Directions for this task: Report every line below that carries the word "instrumentations".

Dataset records

----

PR #4018, opened 2024-07-22
Display the default deadline if there are no partners and dynamic dea…

cquiroz:
…dline countdown

### DIFF
--- a/explore/src/main/scala/explore/proposal/ProposalTabContents.scala
+++ b/explore/src/main/scala/explore/proposal/ProposalTabContents.scala
@@ -167,7 +167,7 @@ object ProposalTabContents:
                   ExploreStyles.ProposalSubmissionBar,
                   Button(label = "Submit Proposal",
                          onClick = updateStatus(ProposalStatus.Submitted),
-                         disabled = isUpdatingStatus.get.value
+                         disabled = isUpdatingStatus.get.value || proposalView.get.callId.isEmpty
                   ).compact.tiny,
                   (deadline.get, now).mapN((t, n) =>
                     val deadline = t.toLocalDateTime
--- a/explore/src/main/scala/explore/proposal/ProposalTabContents.scala
+++ b/explore/src/main/scala/explore/proposal/ProposalTabContents.scala
@@ -59,6 +59,42 @@ import java.time.LocalDateTime
 import java.time.ZoneOffset
 import scala.concurrent.duration.*
 
+case class CallDeadline(
+  deadline: Timestamp
+) extends ReactFnProps(CallDeadline.component)
+
+object CallDeadline:
+  private type Props = CallDeadline
+
+  private val component =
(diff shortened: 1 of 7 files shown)


explore/src/main/scala/explore/proposal/ProposalTabContents.scala
```diff
@@ -229,7 +246,10 @@ object ProposalTabContents:
     )
     .useState(none[String])        // Submission error message
     .useStateView(none[Timestamp]) // CFP/Proposal Deadline
-    .render { (props, ctx, isUpdatingStatus, readonly, errorMsg, deadline) =>
+    .useStreamOnMount(
```
rpiaggio, line 249: This causes the whole tab contents to be recomputed and rerendered every second. Maybe it's better to move the timer to its own component?

explore/src/main/scala/explore/proposal/ProposalTabContents.scala
```diff
@@ -59,6 +59,42 @@ import java.time.LocalDateTime
 import java.time.ZoneOffset
 import scala.concurrent.duration.*
 
+case class CallDeadline(
+  deadline: Timestamp
+) extends ReactFnProps(CallDeadline.component)
```
rpiaggio, line 64:
```suggestion
) extends ReactFnProps(CallDeadline.component):
  val deadlineLDT: LocalDateTime = p.deadline.toLocalDateTime
  val deadlineStr: String = s"${Constants.GppDateFormatter.format(deadline)} ${Constants.GppTimeTZFormatterWithZone
                  .format(deadline)}
```

explore/src/main/scala/explore/proposal/ProposalTabContents.scala
```diff
@@ -59,6 +59,42 @@ import java.time.LocalDateTime
...
+          val now      = LocalDateTime.ofInstant(n, ZoneOffset.UTC)
+          val diff     = java.time.Duration.between(now, deadline)
+          val left     = Constants.DurationLongWithSecondsFormatter(diff)
+          val dateFmt  =
+            if (diff.isNegative)
+              s"${Constants.GppDateFormatter.format(deadline)} ${Constants.GppTimeTZFormatterWithZone
+                  .format(deadline)}"
+            else
+              s"${Constants.GppDateFormatter.format(deadline)} ${Constants.GppTimeTZFormatterWithZone
+                  .format(deadline)} [$left]"
```
rpiaggio, line 87:
```suggestion
          val dateFmt  =
            if (diff.isNegative)
              props.deadlineStr
            else
              val left = Constants.DurationLongWithSecondsFormatter(diff)
              s"${props.deadlineStr} [$left]"
```

rpiaggio (approved):
LGTM. I added a couple of suggestions to avoid recomputing the format every second.

PR #4812, opened 2025-05-07
New ODB API layer

rpiaggio:
The idea here is that the application doesn't invoke the ODB directly anymore, but does so through an `OdbApi` layer that concentrates all queries and therefore makes it easier to implement error handling than doing it in each invocation scattered through the app.

The `OdbApi` is built in `AppContext` and is passed implicitly to keep invocation simpler.

For the moment, only targets and asterisms queries and mutations have been moved to the API layer. The idea is to eventually move the rest of the `explore.common.*Queries` here. I'm splitting it to make review more manageable.

No special error handling has been implemented yet.

Some components were converted to monadic hook style in the process.


explore/src/main/scala/explore/RootComponent.scala
```diff
@@ -26,34 +26,20 @@ case class RootComponent(
...
-      .render: (props, rootModel, programSummariesPot) =>
-        AppContext.ctx.provide(props.ctx):
-          React.Fragment(
-            props.ctx.tracing.map: c =>
-              val attr = rootModel.get.vault.map(ResourceAttributes.fromUserVault)
-              Observability(
-                HoneycombOptions(
-                  c.key,
-                  c.serviceName,
-                  instrumentations = instrumentations,
```
cquiroz, line 51: Why was instrumentations removed?

cquiroz (approved):
Seems like a good change. We call queries from all over the place. Having an API layer is much better.

explore/src/main/scala/explore/RootComponent.scala
rpiaggio: It wasn't used. It had an `@unused` annotation in the called site. Do we plan to use it in the future?

cquiroz: Right, I'm trying to remember why we had it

----

Exercise solution:
-                  instrumentations = instrumentations,
cquiroz, line 51: Why was instrumentations removed?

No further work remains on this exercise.